*Instructions for the task*
In full and without deviation, reproduce the records that follow.

[Saved entries]
* * * * * * * * *
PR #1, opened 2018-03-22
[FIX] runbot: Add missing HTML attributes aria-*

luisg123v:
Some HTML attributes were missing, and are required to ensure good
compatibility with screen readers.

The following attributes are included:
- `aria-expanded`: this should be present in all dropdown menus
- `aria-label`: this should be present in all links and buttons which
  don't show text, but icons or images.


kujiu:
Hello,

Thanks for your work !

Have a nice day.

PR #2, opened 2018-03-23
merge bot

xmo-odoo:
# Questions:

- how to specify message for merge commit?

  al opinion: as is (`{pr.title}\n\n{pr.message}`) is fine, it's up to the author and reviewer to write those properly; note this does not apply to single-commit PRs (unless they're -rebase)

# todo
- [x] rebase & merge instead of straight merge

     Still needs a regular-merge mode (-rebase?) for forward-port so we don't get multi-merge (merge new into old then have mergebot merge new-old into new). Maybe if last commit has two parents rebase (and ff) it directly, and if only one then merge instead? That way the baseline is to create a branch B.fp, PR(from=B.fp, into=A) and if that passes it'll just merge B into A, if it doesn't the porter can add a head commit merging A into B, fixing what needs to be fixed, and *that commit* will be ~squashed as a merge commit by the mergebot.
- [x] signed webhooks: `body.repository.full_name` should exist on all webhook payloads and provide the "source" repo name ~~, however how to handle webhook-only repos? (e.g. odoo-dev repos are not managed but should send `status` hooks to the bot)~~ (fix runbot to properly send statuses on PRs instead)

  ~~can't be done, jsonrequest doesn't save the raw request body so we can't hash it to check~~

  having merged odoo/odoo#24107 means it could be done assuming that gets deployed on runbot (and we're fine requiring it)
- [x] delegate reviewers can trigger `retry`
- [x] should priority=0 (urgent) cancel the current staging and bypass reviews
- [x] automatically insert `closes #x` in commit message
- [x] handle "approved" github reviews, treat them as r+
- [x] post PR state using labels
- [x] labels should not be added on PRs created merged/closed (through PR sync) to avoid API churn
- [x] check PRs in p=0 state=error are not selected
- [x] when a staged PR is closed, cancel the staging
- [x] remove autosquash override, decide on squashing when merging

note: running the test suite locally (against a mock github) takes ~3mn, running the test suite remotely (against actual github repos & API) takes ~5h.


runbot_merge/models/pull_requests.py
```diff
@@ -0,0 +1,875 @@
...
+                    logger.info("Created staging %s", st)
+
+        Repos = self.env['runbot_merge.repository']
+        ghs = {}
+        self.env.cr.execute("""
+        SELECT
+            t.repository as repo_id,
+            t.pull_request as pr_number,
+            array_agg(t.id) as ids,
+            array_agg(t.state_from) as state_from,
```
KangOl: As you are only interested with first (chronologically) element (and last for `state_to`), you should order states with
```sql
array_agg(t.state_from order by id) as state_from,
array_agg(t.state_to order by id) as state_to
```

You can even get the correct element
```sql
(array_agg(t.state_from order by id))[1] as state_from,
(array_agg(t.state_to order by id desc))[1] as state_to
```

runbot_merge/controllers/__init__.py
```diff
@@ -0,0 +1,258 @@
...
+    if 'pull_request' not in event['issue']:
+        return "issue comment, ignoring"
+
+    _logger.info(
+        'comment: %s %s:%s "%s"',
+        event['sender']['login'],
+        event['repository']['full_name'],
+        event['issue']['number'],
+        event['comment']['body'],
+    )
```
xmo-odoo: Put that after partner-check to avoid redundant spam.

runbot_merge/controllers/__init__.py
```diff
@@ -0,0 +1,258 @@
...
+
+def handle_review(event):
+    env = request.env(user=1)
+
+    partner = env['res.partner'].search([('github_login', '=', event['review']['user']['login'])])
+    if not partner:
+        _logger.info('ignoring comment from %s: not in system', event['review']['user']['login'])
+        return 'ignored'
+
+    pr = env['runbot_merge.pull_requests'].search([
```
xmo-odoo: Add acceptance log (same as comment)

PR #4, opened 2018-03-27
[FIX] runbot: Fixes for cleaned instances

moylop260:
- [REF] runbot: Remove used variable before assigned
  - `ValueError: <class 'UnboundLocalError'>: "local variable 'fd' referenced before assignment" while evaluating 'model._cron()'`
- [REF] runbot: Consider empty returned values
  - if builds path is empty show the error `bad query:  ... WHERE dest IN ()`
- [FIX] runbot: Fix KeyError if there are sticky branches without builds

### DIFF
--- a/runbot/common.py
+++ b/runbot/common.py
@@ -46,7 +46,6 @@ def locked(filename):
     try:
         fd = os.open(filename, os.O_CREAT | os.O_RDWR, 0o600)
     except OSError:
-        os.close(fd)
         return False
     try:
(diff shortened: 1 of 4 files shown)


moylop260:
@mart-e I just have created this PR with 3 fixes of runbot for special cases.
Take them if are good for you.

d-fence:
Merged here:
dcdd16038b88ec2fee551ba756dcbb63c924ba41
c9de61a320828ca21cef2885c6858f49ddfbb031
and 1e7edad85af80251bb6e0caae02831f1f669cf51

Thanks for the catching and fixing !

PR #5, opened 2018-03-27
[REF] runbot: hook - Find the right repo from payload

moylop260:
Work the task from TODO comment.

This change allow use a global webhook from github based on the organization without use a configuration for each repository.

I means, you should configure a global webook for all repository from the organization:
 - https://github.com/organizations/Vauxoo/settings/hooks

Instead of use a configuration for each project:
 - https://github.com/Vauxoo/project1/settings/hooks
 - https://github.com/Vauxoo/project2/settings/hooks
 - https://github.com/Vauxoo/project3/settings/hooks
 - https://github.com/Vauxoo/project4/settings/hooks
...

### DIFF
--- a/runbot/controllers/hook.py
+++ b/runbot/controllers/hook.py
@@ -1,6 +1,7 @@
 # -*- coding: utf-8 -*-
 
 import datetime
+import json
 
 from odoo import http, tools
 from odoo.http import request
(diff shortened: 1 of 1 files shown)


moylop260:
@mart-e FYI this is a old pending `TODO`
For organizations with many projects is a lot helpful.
* * * * * * * * *
*Output for this exercise*
PR #1, opened 2018-03-22
[FIX] runbot: Add missing HTML attributes aria-*

luisg123v:
Some HTML attributes were missing, and are required to ensure good
compatibility with screen readers.

The following attributes are included:
- `aria-expanded`: this should be present in all dropdown menus
- `aria-label`: this should be present in all links and buttons which
  don't show text, but icons or images.


kujiu:
Hello,

Thanks for your work !

Have a nice day.

PR #2, opened 2018-03-23
merge bot

xmo-odoo:
# Questions:

- how to specify message for merge commit?

  al opinion: as is (`{pr.title}\n\n{pr.message}`) is fine, it's up to the author and reviewer to write those properly; note this does not apply to single-commit PRs (unless they're -rebase)

# todo
- [x] rebase & merge instead of straight merge

     Still needs a regular-merge mode (-rebase?) for forward-port so we don't get multi-merge (merge new into old then have mergebot merge new-old into new). Maybe if last commit has two parents rebase (and ff) it directly, and if only one then merge instead? That way the baseline is to create a branch B.fp, PR(from=B.fp, into=A) and if that passes it'll just merge B into A, if it doesn't the porter can add a head commit merging A into B, fixing what needs to be fixed, and *that commit* will be ~squashed as a merge commit by the mergebot.
- [x] signed webhooks: `body.repository.full_name` should exist on all webhook payloads and provide the "source" repo name ~~, however how to handle webhook-only repos? (e.g. odoo-dev repos are not managed but should send `status` hooks to the bot)~~ (fix runbot to properly send statuses on PRs instead)

  ~~can't be done, jsonrequest doesn't save the raw request body so we can't hash it to check~~

  having merged odoo/odoo#24107 means it could be done assuming that gets deployed on runbot (and we're fine requiring it)
- [x] delegate reviewers can trigger `retry`
- [x] should priority=0 (urgent) cancel the current staging and bypass reviews
- [x] automatically insert `closes #x` in commit message
- [x] handle "approved" github reviews, treat them as r+
- [x] post PR state using labels
- [x] labels should not be added on PRs created merged/closed (through PR sync) to avoid API churn
- [x] check PRs in p=0 state=error are not selected
- [x] when a staged PR is closed, cancel the staging
- [x] remove autosquash override, decide on squashing when merging

note: running the test suite locally (against a mock github) takes ~3mn, running the test suite remotely (against actual github repos & API) takes ~5h.


runbot_merge/models/pull_requests.py
```diff
@@ -0,0 +1,875 @@
...
+                    logger.info("Created staging %s", st)
+
+        Repos = self.env['runbot_merge.repository']
+        ghs = {}
+        self.env.cr.execute("""
+        SELECT
+            t.repository as repo_id,
+            t.pull_request as pr_number,
+            array_agg(t.id) as ids,
+            array_agg(t.state_from) as state_from,
```
KangOl: As you are only interested with first (chronologically) element (and last for `state_to`), you should order states with
```sql
array_agg(t.state_from order by id) as state_from,
array_agg(t.state_to order by id) as state_to
```

You can even get the correct element
```sql
(array_agg(t.state_from order by id))[1] as state_from,
(array_agg(t.state_to order by id desc))[1] as state_to
```

runbot_merge/controllers/__init__.py
```diff
@@ -0,0 +1,258 @@
...
+    if 'pull_request' not in event['issue']:
+        return "issue comment, ignoring"
+
+    _logger.info(
+        'comment: %s %s:%s "%s"',
+        event['sender']['login'],
+        event['repository']['full_name'],
+        event['issue']['number'],
+        event['comment']['body'],
+    )
```
xmo-odoo: Put that after partner-check to avoid redundant spam.

runbot_merge/controllers/__init__.py
```diff
@@ -0,0 +1,258 @@
...
+
+def handle_review(event):
+    env = request.env(user=1)
+
+    partner = env['res.partner'].search([('github_login', '=', event['review']['user']['login'])])
+    if not partner:
+        _logger.info('ignoring comment from %s: not in system', event['review']['user']['login'])
+        return 'ignored'
+
+    pr = env['runbot_merge.pull_requests'].search([
```
xmo-odoo: Add acceptance log (same as comment)

PR #4, opened 2018-03-27
[FIX] runbot: Fixes for cleaned instances

moylop260:
- [REF] runbot: Remove used variable before assigned
  - `ValueError: <class 'UnboundLocalError'>: "local variable 'fd' referenced before assignment" while evaluating 'model._cron()'`
- [REF] runbot: Consider empty returned values
  - if builds path is empty show the error `bad query:  ... WHERE dest IN ()`
- [FIX] runbot: Fix KeyError if there are sticky branches without builds

### DIFF
--- a/runbot/common.py
+++ b/runbot/common.py
@@ -46,7 +46,6 @@ def locked(filename):
     try:
         fd = os.open(filename, os.O_CREAT | os.O_RDWR, 0o600)
     except OSError:
-        os.close(fd)
         return False
     try:
(diff shortened: 1 of 4 files shown)


moylop260:
@mart-e I just have created this PR with 3 fixes of runbot for special cases.
Take them if are good for you.

d-fence:
Merged here:
dcdd16038b88ec2fee551ba756dcbb63c924ba41
c9de61a320828ca21cef2885c6858f49ddfbb031
and 1e7edad85af80251bb6e0caae02831f1f669cf51

Thanks for the catching and fixing !

PR #5, opened 2018-03-27
[REF] runbot: hook - Find the right repo from payload

moylop260:
Work the task from TODO comment.

This change allow use a global webhook from github based on the organization without use a configuration for each repository.

I means, you should configure a global webook for all repository from the organization:
 - https://github.com/organizations/Vauxoo/settings/hooks

Instead of use a configuration for each project:
 - https://github.com/Vauxoo/project1/settings/hooks
 - https://github.com/Vauxoo/project2/settings/hooks
 - https://github.com/Vauxoo/project3/settings/hooks
 - https://github.com/Vauxoo/project4/settings/hooks
...

### DIFF
--- a/runbot/controllers/hook.py
+++ b/runbot/controllers/hook.py
@@ -1,6 +1,7 @@
 # -*- coding: utf-8 -*-
 
 import datetime
+import json
 
 from odoo import http, tools
 from odoo.http import request
(diff shortened: 1 of 1 files shown)


moylop260:
@mart-e FYI this is a old pending `TODO`
For organizations with many projects is a lot helpful.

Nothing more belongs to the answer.